Instructions for the task – For every entry, output the exact wording.

■ ■ ■ ■ ■

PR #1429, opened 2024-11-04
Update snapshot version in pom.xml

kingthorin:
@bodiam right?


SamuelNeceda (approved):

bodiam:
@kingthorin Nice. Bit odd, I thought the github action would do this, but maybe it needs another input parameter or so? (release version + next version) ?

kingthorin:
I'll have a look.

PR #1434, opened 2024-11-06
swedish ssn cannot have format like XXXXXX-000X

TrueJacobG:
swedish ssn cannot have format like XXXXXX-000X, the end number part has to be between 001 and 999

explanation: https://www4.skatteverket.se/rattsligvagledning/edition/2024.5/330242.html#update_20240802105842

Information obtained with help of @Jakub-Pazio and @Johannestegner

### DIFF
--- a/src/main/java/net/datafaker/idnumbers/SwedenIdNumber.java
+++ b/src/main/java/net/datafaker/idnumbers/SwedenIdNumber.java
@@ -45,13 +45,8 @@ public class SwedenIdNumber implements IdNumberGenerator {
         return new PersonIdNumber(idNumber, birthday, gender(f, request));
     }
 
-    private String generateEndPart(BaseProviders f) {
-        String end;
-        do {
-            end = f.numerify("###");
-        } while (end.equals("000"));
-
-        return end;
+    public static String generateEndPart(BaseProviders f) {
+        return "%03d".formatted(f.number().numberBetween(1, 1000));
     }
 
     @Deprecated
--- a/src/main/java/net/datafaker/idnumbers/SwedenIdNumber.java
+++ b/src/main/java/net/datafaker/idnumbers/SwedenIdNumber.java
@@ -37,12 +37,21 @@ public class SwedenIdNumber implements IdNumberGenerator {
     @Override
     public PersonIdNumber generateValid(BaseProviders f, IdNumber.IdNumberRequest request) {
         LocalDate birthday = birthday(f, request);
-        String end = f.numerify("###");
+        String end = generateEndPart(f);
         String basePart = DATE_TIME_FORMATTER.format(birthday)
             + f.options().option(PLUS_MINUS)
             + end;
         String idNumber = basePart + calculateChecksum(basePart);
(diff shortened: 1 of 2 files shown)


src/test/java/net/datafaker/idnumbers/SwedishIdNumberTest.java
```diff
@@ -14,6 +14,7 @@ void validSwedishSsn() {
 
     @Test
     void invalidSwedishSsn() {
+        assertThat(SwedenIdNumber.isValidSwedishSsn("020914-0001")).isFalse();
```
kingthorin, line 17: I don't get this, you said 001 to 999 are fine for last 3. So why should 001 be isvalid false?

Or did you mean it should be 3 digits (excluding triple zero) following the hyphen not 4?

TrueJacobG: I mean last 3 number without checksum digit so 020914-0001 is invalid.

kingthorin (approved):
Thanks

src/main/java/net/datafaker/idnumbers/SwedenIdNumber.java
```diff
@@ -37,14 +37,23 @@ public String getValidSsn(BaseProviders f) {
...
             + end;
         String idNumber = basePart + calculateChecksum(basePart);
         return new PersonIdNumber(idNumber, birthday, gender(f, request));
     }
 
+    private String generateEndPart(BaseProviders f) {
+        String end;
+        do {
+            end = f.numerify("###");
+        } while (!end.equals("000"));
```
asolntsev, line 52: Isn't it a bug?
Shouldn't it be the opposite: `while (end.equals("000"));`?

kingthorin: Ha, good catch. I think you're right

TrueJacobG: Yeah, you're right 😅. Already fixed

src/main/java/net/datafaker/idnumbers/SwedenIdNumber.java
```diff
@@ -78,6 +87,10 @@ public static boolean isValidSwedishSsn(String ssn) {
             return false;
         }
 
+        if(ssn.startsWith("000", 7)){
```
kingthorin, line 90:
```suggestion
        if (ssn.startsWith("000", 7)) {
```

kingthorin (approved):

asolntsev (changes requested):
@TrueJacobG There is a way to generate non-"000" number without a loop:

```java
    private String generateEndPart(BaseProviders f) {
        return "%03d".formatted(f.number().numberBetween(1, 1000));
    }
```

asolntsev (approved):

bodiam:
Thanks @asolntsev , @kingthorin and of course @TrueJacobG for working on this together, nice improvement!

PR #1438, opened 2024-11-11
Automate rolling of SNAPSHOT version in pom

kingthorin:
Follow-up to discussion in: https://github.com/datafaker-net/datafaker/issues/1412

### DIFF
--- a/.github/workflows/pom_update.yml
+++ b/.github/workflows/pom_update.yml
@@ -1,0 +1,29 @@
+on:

■ ■ ■ ■ ■

Answer box –
PR #1429, opened 2024-11-04
Update snapshot version in pom.xml

kingthorin:
@bodiam right?


SamuelNeceda (approved):

bodiam:
@kingthorin Nice. Bit odd, I thought the github action would do this, but maybe it needs another input parameter or so? (release version + next version) ?

kingthorin:
I'll have a look.

PR #1434, opened 2024-11-06
swedish ssn cannot have format like XXXXXX-000X

TrueJacobG:
swedish ssn cannot have format like XXXXXX-000X, the end number part has to be between 001 and 999

explanation: https://www4.skatteverket.se/rattsligvagledning/edition/2024.5/330242.html#update_20240802105842

Information obtained with help of @Jakub-Pazio and @Johannestegner

### DIFF
--- a/src/main/java/net/datafaker/idnumbers/SwedenIdNumber.java
+++ b/src/main/java/net/datafaker/idnumbers/SwedenIdNumber.java
@@ -45,13 +45,8 @@ public class SwedenIdNumber implements IdNumberGenerator {
         return new PersonIdNumber(idNumber, birthday, gender(f, request));
     }
 
-    private String generateEndPart(BaseProviders f) {
-        String end;
-        do {
-            end = f.numerify("###");
-        } while (end.equals("000"));
-
-        return end;
+    public static String generateEndPart(BaseProviders f) {
+        return "%03d".formatted(f.number().numberBetween(1, 1000));
     }
 
     @Deprecated
--- a/src/main/java/net/datafaker/idnumbers/SwedenIdNumber.java
+++ b/src/main/java/net/datafaker/idnumbers/SwedenIdNumber.java
@@ -37,12 +37,21 @@ public class SwedenIdNumber implements IdNumberGenerator {
     @Override
     public PersonIdNumber generateValid(BaseProviders f, IdNumber.IdNumberRequest request) {
         LocalDate birthday = birthday(f, request);
-        String end = f.numerify("###");
+        String end = generateEndPart(f);
         String basePart = DATE_TIME_FORMATTER.format(birthday)
             + f.options().option(PLUS_MINUS)
             + end;
         String idNumber = basePart + calculateChecksum(basePart);
(diff shortened: 1 of 2 files shown)


src/test/java/net/datafaker/idnumbers/SwedishIdNumberTest.java
```diff
@@ -14,6 +14,7 @@ void validSwedishSsn() {
 
     @Test
     void invalidSwedishSsn() {
+        assertThat(SwedenIdNumber.isValidSwedishSsn("020914-0001")).isFalse();
```
kingthorin, line 17: I don't get this, you said 001 to 999 are fine for last 3. So why should 001 be isvalid false?

Or did you mean it should be 3 digits (excluding triple zero) following the hyphen not 4?

TrueJacobG: I mean last 3 number without checksum digit so 020914-0001 is invalid.

kingthorin (approved):
Thanks

src/main/java/net/datafaker/idnumbers/SwedenIdNumber.java
```diff
@@ -37,14 +37,23 @@ public String getValidSsn(BaseProviders f) {
...
             + end;
         String idNumber = basePart + calculateChecksum(basePart);
         return new PersonIdNumber(idNumber, birthday, gender(f, request));
     }
 
+    private String generateEndPart(BaseProviders f) {
+        String end;
+        do {
+            end = f.numerify("###");
+        } while (!end.equals("000"));
```
asolntsev, line 52: Isn't it a bug?
Shouldn't it be the opposite: `while (end.equals("000"));`?

kingthorin: Ha, good catch. I think you're right

TrueJacobG: Yeah, you're right 😅. Already fixed

src/main/java/net/datafaker/idnumbers/SwedenIdNumber.java
```diff
@@ -78,6 +87,10 @@ public static boolean isValidSwedishSsn(String ssn) {
             return false;
         }
 
+        if(ssn.startsWith("000", 7)){
```
kingthorin, line 90:
```suggestion
        if (ssn.startsWith("000", 7)) {
```

kingthorin (approved):

asolntsev (changes requested):
@TrueJacobG There is a way to generate non-"000" number without a loop:

```java
    private String generateEndPart(BaseProviders f) {
        return "%03d".formatted(f.number().numberBetween(1, 1000));
    }
```

asolntsev (approved):

bodiam:
Thanks @asolntsev , @kingthorin and of course @TrueJacobG for working on this together, nice improvement!

PR #1438, opened 2024-11-11
Automate rolling of SNAPSHOT version in pom

kingthorin:
Follow-up to discussion in: https://github.com/datafaker-net/datafaker/issues/1412

### DIFF
--- a/.github/workflows/pom_update.yml
+++ b/.github/workflows/pom_update.yml
@@ -1,0 +1,29 @@
+on:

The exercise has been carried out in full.